WORK TO COMPLETE:
Return only the number of lines in the entries below that hold the word "amazon".

THE DATA:
PR #748, opened 2024-04-22
Removes the `IonWriter` trait and its implementations

zslayton:
This PR builds on #747.

Removes:
* `IonWriter`
* `RawBinaryWriter`
* `BinaryWriter`
* `RawTextWriter`
* `TextWriter`
* `ElementStreamWriter`

Uses of these types have all been updated to use the new writer API in previous PRs.

Any code additions in this PR are moves, not new code.


src/text/whitespace_config.rs
```diff
@@ -0,0 +1,46 @@
...
+    // Top-level values are independent of other values in the stream, we may separate differently
+    pub(crate) space_between_top_level_values: &'static str,
+    // Non-top-level values are within a container
+    pub(crate) space_between_nested_values: &'static str,
+    // Indentation is repeated before nested values, corresponding to the level of nesting
+    pub(crate) indentation: &'static str,
+    // e.g. after 'foo:' in "{foo: bar}"
+    pub(crate) space_after_field_name: &'static str,
+    // Between the container open and any value in it
+    pub(crate) space_after_container_start: &'static str,
```
popematt, line 12: Is there any way to configure the space between the last value and the container end?

popematt (approved):

src/text/whitespace_config.rs
zslayton: There's not currently. The new writer has a minor formatting "regression" in that it always writes a `", "` after values in a list and fields in a struct. Not incorrect, but the old writer would omit the trailing comma from the last value. I'm open to adding that back in the future.

PR #751, opened 2024-04-24
Values are no longer serialized with a type identifier annotation.

zslayton:
Addresses [this comment](https://github.com/amazon-ion/ion-rust/pull/747#issuecomment-2069824799) from PR #747.

Enum variants and struct types are no longer annotated with their Rust type name. Enums _are_ still annotated with their variant name, which can be modified using standard `serde` config attributes.

### DIFF
--- a/src/serde/de.rs
+++ b/src/serde/de.rs
@@ -10,7 +10,6 @@ use crate::lazy::value_ref::ValueRef;
 use crate::result::IonFailure;
 use crate::serde::decimal::TUNNELED_DECIMAL_TYPE_NAME;
 use crate::serde::timestamp::TUNNELED_TIMESTAMP_TYPE_NAME;
-use crate::symbol_ref::AsSymbolRef;
 use crate::{Decimal, IonError, IonResult, IonType, Timestamp};
 
 /// Generic method that can deserialize an object from any given type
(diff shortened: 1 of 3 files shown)


src/serde/de.rs
```diff
@@ -395,22 +387,14 @@ impl<'a, 'de> de::Deserializer<'de> for ValueDeserializer<'a, 'de> {
...
     ) -> Result<V::Value, Self::Error>
     where
         V: Visitor<'de>,
     {
-        use IonType::*;
-        if self.value.annotations().next() != Some(Ok(name.as_symbol_ref())) {
-            return IonResult::decoding_error("expected an instance of enum {name}");
-        }
-        match self.value.ion_type() {
-            Symbol => visitor.visit_enum(UnitVariantAccess::new(self)),
```
desaikd, line 410: (Question) Shouldn't we still be using this `Symbol` match for `UnitVariantAccess`? I see that the tests are passing, so just want to understand how this change works.

zslayton: This check now happens in `deserialize_identifier`, which helps the enum visitor determine which variant it's working with:
https://github.com/amazon-ion/ion-rust/blob/2f97e99914f4a05100008e6d2945b1456239c5c4/src/serde/de.rs#L408

It now only requires it to be a symbol when it is unannotated, as it's possible for an enum to be defined like this:
```rust
enum Foo {
    Unit,                    // Serializes as an unannotated symbol
    NewType(ion_rs::Symbol), // Serializes as an annotated symbol
}
```
and we don't want the dispatch to see an `IonType::Symbol` enum variant and assume it's a unit type.

desaikd (approved):

src/serde/de.rs
desaikd: Nice. Thanks for explaining! Looks good to me.

PR #752, opened 2024-04-24
Removes the `IonReader` trait and its implementations.

zslayton:
The `LazyReader` is complete/spec-compliant, so we can now remove all of the legacy reader implementation machinery.

With the exception of a couple of unit test updates, there is no new code in this diff, only removals.


desaikd (approved):
LGTM 🚀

WRITTEN ANSWER:
2